Issue #1103, opened 2017-02-21
Steal WHATWG/HTML's dfn popup thing


marcoscaceres:
We've been missing that feature for too long.

PR #2626, opened 2019-12-11
feat(core/dfn-panel): add panel with local dfn references

sidvishnoi:
Closes https://github.com/w3c/respec/issues/1103 (finally! :tada:)
:sparkles: Check out the demo at respec-preview (in checks below or [here](https://deploy-preview-2626--respec-pr.netlify.com/)) :sparkles:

+ + + + +

WHAT YOU ARE ASKED TO DO -> Check each line of the records for "respec" and copy the ones that contain it.

RESPONSE ->
Closes https://github.com/w3c/respec/issues/1103 (finally! :tada:)
:sparkles: Check out the demo at respec-preview (in checks below or [here](https://deploy-preview-2626--respec-pr.netlify.com/)) :sparkles:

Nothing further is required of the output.